In order to determine whether to characterize a state law offense as one of dishonesty, we look to state law to identify the elements of the crime. See Fed.R.Evid. 609(b), advisory committee's note. Under Michigan law, the only element of the misdemeanor of possession of a switchblade is actual possession. See Mich.Comp. Laws Ann. § 750.226a (West 1968). Specific intent to deceive is not an element of the offense. However, the statute defines a switchblade as a weapon that "has the appearance of a pocket knife." Id. Appellant argues that the fact that a switchblade may not appear to be a weapon makes possession of this particular weapon a crime of dishonesty.
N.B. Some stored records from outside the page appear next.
PR #4143, opened 2024-07-26
Embed the vmod version string in the binary to make the version detectable

LaurentGoderre:


nigoroll:
dup #4077

nigoroll:
bugwash: this is a strict subset of #4077, we will continue there.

The appellant's argument misses the mark. The conference committee report on the Federal Rules of Evidence defined "crimes of dishonesty" to mean "crimes such as perjury or subrogation of perjury, false statement, criminal fraud, embezzlement, or false pretense." H.R. Conf.Rep. No. 93-1597, 93rd Cong., 2nd Sess. 9, reprinted in 1974 U.S. Code Cong. Admin.News 7051, 7103. The essential characteristic of these offenses is that the witness, acting in a calculated and deliberate manner, has committed acts of falsification for the very purpose of deceiving. It is this essential characteristic that makes these crimes probative of a witness' propensity to testify truthfully. It seems clear that Chris Yeatts' decision to carry a switchblade, rather than a gun, is not probative of his propensity to lie under oath. The district court, therefore, did not err in excluding evidence concerning this conviction.

C.

Appellant asserts that the district court's exclusion of the evidence concerning Chris Yeatts' drug use and Yeatts' misdemeanor conviction denied him his right to "confront the witnesses against him" as guaranteed by the Sixth Amendment. We find this claim to be without merit.
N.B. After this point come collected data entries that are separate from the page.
PR #4144, opened 2024-07-29
vcp: use RB-tree to keep track of connection pools

asadsa92:
The cost to find an existing connection in the pool can become expensive when the linked-list is long. Heavy use of dynamic backends could exhibit such behavior.


nigoroll (approved):
👍🏽 to merge and then
* add stats for how many calls to VCP_Ref vs. how many where the pool existed
* revisit whether or not we should pre-alloc the vcp

asadsa92:
intwash: Ok to merge.

PR #4145, opened 2024-07-31
Don't go the wrong way with request bodies

nigoroll:
This PR is to revert commits which I think are going in the wrong direction. The issues raised here have become apparent when rebasing #4035 where we actually do things with request bodies and, for the first time, add some more interesting test coverage.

The Sixth Amendment provides a criminal defendant the right to cross-examine the prosecution's witnesses. United States v. Thompson, 807 F.2d 585, 589 (7th Cir. 1986). However, this right is not unlimited. Trial judges have broad discretion "to impose reasonable limits on such cross-examination based on concerns about . . . harassment, prejudice, confusion of issues, the witness' safety, or interrogation that is repetitive or only marginally relevant." Delaware v. Van Arsdall, ___ U.S. ___, 106 S.Ct. 1431, 1435, 89 L.Ed.2d 674 (1986). In order to determine whether the restrictions placed on the right to cross-examine a witness rise to the level of a constitutional deprivation, we "look to the record as a whole . . . and to the alternative means open to impeach the witness." United States ex rel. Blackwell v. Frazen, 688 F.2d 496, 500-01 (7th Cir. 1982), cert. denied, 460 U.S. 1072, 103 S.Ct. 1529, 75 L.Ed.2d 950 (1983) (citations omitted). We must resolve whether the restrictions that the court imposed on the defendant's cross-examination deprived the defense of a meaningful opportunity to elicit available, relevant information that was likely to effectively impeach the credibility of the witness.
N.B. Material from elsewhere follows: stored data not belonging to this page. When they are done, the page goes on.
PR #4148, opened 2024-08-01
libvcc: Fix STRING/STRANDS comparison without STRING folding

### LINKED ISSUE #4146: Regression: all STRANDS are STRINGS again now
### Expected Behavior

STRANDS have been introduced to save unnecessary string copy operations

### Current Behavior

STRANDS are converted to STRING and back to STRANDS whenever a STRANDS return value is used as a STRANDS argument

Demonstration VCL:

```vcl
vcl 4.1;

import debug;

backend proforma none;

sub vcl_recv {
	set req.http.t = debug.return_strands(debug.return_strands("foo"));
}
```

since b77b709510f1e1ff4792ac9bc9c3836d1a5249ec the relevant piece of code compiles to

```vcl
      VRT_SetHdr(ctx, &VGC_HDR_REQ_t,
        0,
        TOSTRAND(VRT_STRANDS_string(ctx,
          Vmod_xyzzy_debug_Func.f_return_strands(ctx,
            TOSTRAND(VRT_STRANDS_string(ctx,
              Vmod_xyzzy_debug_Func.f_return_strands(ctx,
                TOSTRAND("foo")
              )
            ))
          )
        ))
      );
```

notice the `TOSTRAND(VRT_STRANDS_string(...))` pattern

With 64b233606905039acecc4be58b28a51f5713202c (the previous commit), the C code is as it should be:

```vcl
      VRT_SetHdr(ctx, &VGC_HDR_REQ_t,
        0,
        Vmod_xyzzy_debug_Func.f_return_strands(ctx,
          Vmod_xyzzy_debug_Func.f_return_strands(ctx,
            TOSTRAND("foo")
          )
        )
      );
```

### Possible Solution

Implement b77b709510f1e1ff4792ac9bc9c3836d1a5249ec differently

_No response_

### Context

Noticed in [vmod-j](https://gitlab.com/uplex/varnish/libvmod-j/-/commit/4cb841477452203ae81d567d3bbc0f3cdad98b0b)

### Varnish Cache version

_No response_

### Operating system

_No response_

_No response_

nigoroll:
I do not consider myself enough of an expert on VCC and would appreciate reviews by those who do.
Side note: STRING vs STRINGS vs. STRANDS is confusing

Fixes #4146

### DIFF
--- a/bin/varnishtest/tests/v00019.vtc
+++ b/bin/varnishtest/tests/v00019.vtc
@@ -72,9 +72,9 @@ varnish v1 -errvcl {Comparison of different types: STRING '==' INT} {
 varnish v1 -vcl {
 	import debug;
 	backend be none;
-	sub vcl_recv {
-		if ("string" == "string") {
-			return (fail("should compile"));
+	sub vcl_init {
+		if ("string" != "string") {
+			return (fail("should load"));
 		}
 	}
 } -start
@@ -82,9 +82,9 @@ varnish v1 -vcl {
 varnish v1 -vcl {
 	import debug;
 	backend be none;
-	sub vcl_recv {
-		if ("string" == debug.return_strands("string")) {
-			return (fail("should compile"));
+	sub vcl_init {
+		if ("string" != debug.return_strands("string")) {
+			return (fail("should load"));
 		}
 	}
 }
@@ -92,9 +92,9 @@ varnish v1 -vcl {
 varnish v1 -vcl {
 	import debug;
 	backend be none;
-	sub vcl_recv {
-		if (debug.return_strands("string") == "string") {
-			return (fail("should compile"));
+	sub vcl_init {
+		if (debug.return_strands("string") != "string") {
+			return (fail("should load"));
 		}
 	}
 }
@@ -102,9 +102,9 @@ varnish v1 -vcl {
 varnish v1 -vcl {
 	import debug;
 	backend be none;
-	sub vcl_recv {
-		if (debug.return_strands("string") == debug.return_strands("string")) {
-			return (fail("should compile"));
+	sub vcl_init {
+		if (debug.return_strands("string") != debug.return_strands("string")) {
+			return (fail("should load"));
 		}
 	}
 }
--- a/bin/varnishtest/tests/v00019.vtc
+++ b/bin/varnishtest/tests/v00019.vtc
@@ -109,6 +109,17 @@ varnish v1 -vcl {
 	}
 }
 
+# regression test #4146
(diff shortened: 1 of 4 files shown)


walid-git (changes requested):
Even though the changes generate syntactically correct C code and that the STRING/STRANDS comparison error is gone, there is still something wrong here:
With these changes, the following VCL code:
```
 if ("string" == debug.return_strands("string")) {
                    ...
        }
```
Will generate this C code:
```
 if (
        (0 == VRT_CompareStrands(TOSTRAND("string"), vrt_null_strands))
  ) {
  ...
```
The STRANDS part of `debug.return_strands("string")` is being translated to `vrt_null_strands` which is wrong. I need to look closer to find which part of the PR is causing this, but that might be related to the first commit. We should also improve test coverage to not only test the syntactic part but also the semantic.

nigoroll:
@walid-git thank you very much for catching this significant regression. I have force-pushed an update, the delta is

```diff
diff --git a/lib/libvcc/vcc_expr.c b/lib/libvcc/vcc_expr.c
index a348e9b83..cd4b03c2f 100644
--- a/lib/libvcc/vcc_expr.c
+++ b/lib/libvcc/vcc_expr.c
@@ -159,7 +159,11 @@ static void
 vcc_strands_edit(const struct expr *e1, const struct expr *e2)
 {
 
-       if (e2->nstr == 0)
+       assert(e2->fmt == STRANDS || e2->fmt == STRINGS);
+
+       if (e2->fmt == STRANDS)
+               VSB_cat(e1->vsb, VSB_data(e2->vsb));
+       else if (e2->nstr == 0)
                VSB_printf(e1->vsb, "vrt_null_strands");
        else if (e2->nstr == 1)
                VSB_printf(e1->vsb, "TOSTRAND(%s)", VSB_data(e2->vsb));
```

bin/varnishtest/tests/v00019.vtc
```diff
@@ -109,6 +109,17 @@ varnish v1 -vcl {
 	}
 }
 
+# regression test #4146
+varnish v1 -vcl {
+	import debug;
+	backend be none;
+	sub vcl_init {
```
walid-git, line 116: Now that we actually run `vcl_init` in these tests, can you please edit the existing tests where vcl compilation is expected to succeed (replace `vcl_recv` by `vcl_init` and adapt the conditions accordingly) ? This will ensure that the generated code is correct and produces expected results.

walid-git (approved):
Thanks @nigoroll. This looks good to me now. I left a comment for test coverage improvement.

Appellant suggests that this case is similar to Davis v. Alaska, 415 U.S. 308, 94 S.Ct. 1105, 39 L.Ed.2d 347 (1974). In Davis, the trial court refused to allow the defendant, on cross-examination, to ask a key government witness if the witness had been on probation at the time he provided information to the police that led to the arrest of the defendant. The defense sought to demonstrate that, because the witness was on probation, he had a strong motive to lie in order to divert police suspicion away from him. The defense did not try to make a general character attack. The Supreme Court reversed the conviction, holding that the trial court had violated the defendant's right to confrontation because the restrictions that it had imposed made it impossible for the defense to adequately and effectively impeach the witness.

This case is easily distinguishable from Davis. Unlike the evidence excluded in Davis, the excluded evidence in this case was intended solely to impeach the witness' character. Nothing in the excluded evidence suggested that Yeatts had any motive to lie or any bias against the defendant. Moreover, the record makes clear that appellant had ample opportunity to impeach the witness on other grounds. The defense made use of its opportunity, questioning Yeatts as to why he had not discussed the proposed rifle sale when he was questioned by an agent from the Bureau of Alcohol, Tobacco, and Firearms. We therefore conclude that the restrictions that the district court imposed did not deprive the appellant of his right to confrontation.

III.

The appellant next claims that the district court erred by refusing to admit evidence that John Parsons, the appellant's co-conspirator, fled the country. The appellant argues that he was entitled to introduce evidence about Parsons' flight because the jury would have been able to infer the appellant's innocence from the fact that, unlike his alleged co-conspirator, he did not flee. The district court rejected this evidence because it would have required inquiry into a collateral matter and because it was of little probative value. We agree with this decision.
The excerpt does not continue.